As these examples suggest, the metrics of soft power –
particularly those that capture state-led efforts, high-end cultural exports,
or per capita capabilities – may understate India’s record of utilising its
soft power for national objectives. India has found soft power to be a
necessary but insufficient ingredient in its engagement with the world. As a
democracy with a rich culture and a modicum of principle in its international
engagement, it has often benefited in real, tangible ways from its soft power.
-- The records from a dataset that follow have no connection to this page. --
PR #18, opened 2026-08-30
fix: accept normalized groundedness evidence spans

### LINKED ISSUE #16: Evidence spans are over-discarded when the judge normalizes whitespace or quotes
`_verified_evidence_spans` (added in #13) requires exact substring membership in the row's output/context. Judge models often collapse whitespace, trim newlines, or emit curly quotes, so legitimate spans get discarded and inflate `discarded_evidence_spans`.

Discarding is the right failure direction, so keep that default. But a light normalization pass (collapse internal whitespace, normalize quote characters) applied to both the span and the row text before the membership check would cut false discards without weakening the verbatim guarantee.

Constraint: the spans stored in `details` must remain verbatim text from the row, not the judge's version. Locate the match in the normalized space, then slice the original row text for storage.

nightcityblade:
Fixes #16

## Summary

- Normalize internal whitespace and typographic quotes before verifying judge evidence spans.
- Map normalized matches back to original row offsets so stored evidence remains verbatim.

## Tests

- `.venv/bin/python -m pytest -q` — 4 passed
- `ruff check rai_toolkit/scorers/llm_judges.py tests/test_groundedness_scorer.py` — passed

### DIFF
--- a/rai_toolkit/scorers/llm_judges.py
+++ b/rai_toolkit/scorers/llm_judges.py
@@ -290,7 +290,11 @@ def _normalized_text_with_offsets(text: str) -> tuple[str, list[int]]:
 
 
 def _verbatim_span(raw_span: str, row_text: str) -> str | None:
-    normalized_span, _ = _normalized_text_with_offsets(raw_span.strip())
+    raw_span = raw_span.strip()
+    if raw_span and raw_span in row_text:
+        return raw_span
+
+    normalized_span, _ = _normalized_text_with_offsets(raw_span)
     normalized_row, offsets = _normalized_text_with_offsets(row_text)
     start = normalized_row.find(normalized_span) if normalized_span else -1
     if start < 0:
--- a/rai_toolkit/scorers/llm_judges.py
+++ b/rai_toolkit/scorers/llm_judges.py
@@ -270,6 +270,34 @@ class FactualityJudge(LLMJudgeScorer):
         return super().score(output=output, input=input, context=context, **kwargs)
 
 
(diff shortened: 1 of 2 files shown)


knisar (changes requested):
Thanks @nightcityblade, and thanks for claiming the issue on the thread before opening this. The offset-map approach is right, the verbatim-row-text constraint is honored, and the 8-character quote table is more complete than I expected.

Two changes before I merge:

1. Test through the public path instead of importing the private helper. Build a GroundednessScorer with a mocked _call_judge (see the _scorer helper already in the test file) and assert on result.details, the way the neighboring tests do. Tests reaching into _verified_evidence_spans will break on any internal refactor.

2. Add a cheap fast path in _verbatim_span: if the raw span is already a substring of the row text, return it before doing the normalization work. Exact matches are the common case.

Also note #19 landed on this same issue minutes after yours; since you claimed it first on the thread, this PR gets the review. Ping me when the changes are in and I'll do the merge pass.

nightcityblade:
Addressed both requested changes in `6200354`:

- the normalized-span regression now exercises `GroundednessScorer.score()` and asserts on `result.details`, without importing the private helper
- `_verbatim_span()` returns exact raw substrings before building normalized text and offset maps

Validation: `pytest tests/test_groundedness_scorer.py -q` (4 passed), Ruff check on both changed files, and `git diff --check` all pass. Ready for the merge pass when convenient—thank you.

knisar:
Both changes look right. The regression going through score() means it survives any internal refactor, and the fast path covers the common case cheaply. The offset-map approach held up on second read. Merging, and thanks again for claiming on the thread before opening the PR.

Clearly though, it has its work cut out in better projecting its culture and
values to international audiences. As India builds upon a range of ongoing
political and diplomatic efforts – from improving its ease of doing business
rankings, unveiling its Incredible India tourism campaign, getting
International Yoga Day recognised by the United Nations, or investing in
Buddhist diplomacy – we can expect its soft power to gradually grow.